Housing tax
The housing tax was an indirect but highly progressive tax that went back to the initiative of Robert Danneberg and Hugo Breitner . It was levied by the city of Vienna in the interwar period and was used to finance municipal housing in " Red Vienna ". It was the best known of the highly controversial Breitner taxes .
requirements
In the last years of the Danube Monarchy , there was a boom in private apartment buildings in Vienna due to strong population growth . However, high rents had to be paid for these Wilhelminian-style rental apartments, and there were strong fluctuations in the population due to a lack of tenant protection . With the outbreak of the war in 1914, this building boom broke down, and at the same time the housing shortage increased dramatically due to the high number of refugees, especially from Galicia . Under the pressure of the war, the government was forced to intervene to an increasing extent dirigistically in order to strengthen social cohesion and to contain discontent. In 1917, tenant protection was also established by the then conservative government. This widely popular wartime economic measure continued even after the end of the First World War and, in connection with the war and post-war inflation and the numerical linkage of rents to the so-called peace rate, led to a drastic reduction in the cost of housing for tenants. However, this also corresponded to the establishment of protected rent as a property-like right and the de facto expropriation of the homeowners. Under these circumstances, the private construction of rental apartments sank to practically zero.
Financing the superblocks
While the settlement movement was at the fore of local interest immediately after the World War , in the early 1920s there was a change of direction in the new social democratic local government. Now the construction of large residential complexes was favored, and with the municipal council resolution of January 20, 1923 on the introduction of a special purpose housing tax, their main source of financing was created. The housing tax burdened all rental properties, albeit staggered so that small apartments were charged with 2 percent of the pre-war rent and even luxury apartments with just over 36 percent of the pre-war rent. However, the most expensive 0.5 percent of the properties provided 45 percent of the total output.

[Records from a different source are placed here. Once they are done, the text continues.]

PR #2384, opened 2023-08-07
[Torch Dialect] Fix ui8 lower to uitofp

JianzheXiao:
The second pr for #2184
As MentionedThe change will lower aten.to.dtype(ui8) -> f32 to arith.uitofp, instead of arith.sitofp.


ramiro050 (approved):

lib/Conversion/TorchToLinalg/Uncategorized.cpp
```diff
@@ -965,10 +965,14 @@ static Value createLinalgPayloadCalculationForElementwiseOp(
...
     Value input = payloadArgs[0];
+    Type srcOriginalDtype =
+        converter->convertType(atenToDtype.getSelf().getType())
+            .cast<RankedTensorType>()
+            .getElementType();
     Type dtype = converter->convertType(atenToDtype.getType())
                      .cast<RankedTensorType>()
                      .getElementType();
-    Value result = convertScalarToDtype(b, loc, input, dtype);
+    Value result = convertScalarToDtype(b, loc, input, dtype, srcOriginalDtype);
```
qingyunqu, line 975: I think we can add an e2e test which has `unsigned` dtype.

The housing tax became the best known of the 18 so-called Breitner taxes, indirect taxes, which were aimed primarily at luxury consumption (cars, horses, domestic staff, visits to entertainment venues, etc.).
In 1927, Breitner's “taxes on luxury and special expenses” accounted for almost 65 million schillings; this corresponded to about 36 percent of Vienna's tax income and 20 percent of the city's total income.
Inflation and tenant protection had practically expropriated the previous class of landlords - often traders. Under these circumstances, commercial rental housing construction was out of the question. This led to the stepping in of the community, whose construction activity must also be seen as a functional equivalent of the non-existent private construction activity. In the short term, it benefited from the drop in property prices, which enabled the municipality of Vienna to acquire large property reserves with relatively little effort, such as the so-called “Drasche Belt” in the south of the city, which stretched from Meidling to Kaiserebersdorf , or the “Frankl -Reasons". By 1922, the property of the municipality of Vienna had increased from 5487 ha to 57,670 ha, and at the beginning of 1924 the city was already the largest landowner and had 2.6 million square meters of building land.
On the newly erected superblocks - the first was the Fuchsenfeldhof - the notes “Built with the funds of the housing tax” were always attached. With the onset of the global economic crisis , the increasing curtailment of Vienna's tax sovereignty in the financial equalization of the Tax Sharing Act and the political changes of the 1930s, this housing finance system came up against its political and economic limits.
Individual evidence
- ^ According to Felix Czeike : History of the City of Vienna , Vienna 1981, p. 273
- ^ According to dasrotewien web lexicon, keyword municipal housing (here as a web link)
- ↑ Dasrotewien web dictionary, ibid
literature
- Alfred Georg Frei, Anton Pelinka: The labor movement and the "grass roots" using the example of Viennese housing policy 1919-1934 , Braumüller Verlag, Vienna 1991
- Hans Hautmann, Rudolf Hautmann: The municipal housing of the Red Vienna , Schönbrunn Verlag, Vienna 1980.
- Albert Lichtblau : Viennese housing policy 1892-1919 , publisher for social criticism , Vienna 1984, ISBN 3-900351-33-3 .
- Helmut Weihsmann: The Red Vienna. Social democratic architecture and local politics 1919-34 . 1985, ISBN 3-85371-181-2 .
- Erich Bramhas: The Wiener Gemeindebau: From Karl-Marx-Hof to Hundertwasserhaus , Birkhäuser, Basel 1987, ISBN 3-7643-1797-3 .
Web link
- Municipal housing. In: dasrotewien.at - Web dictionary of the Viennese social democracy. SPÖ Vienna (Ed.)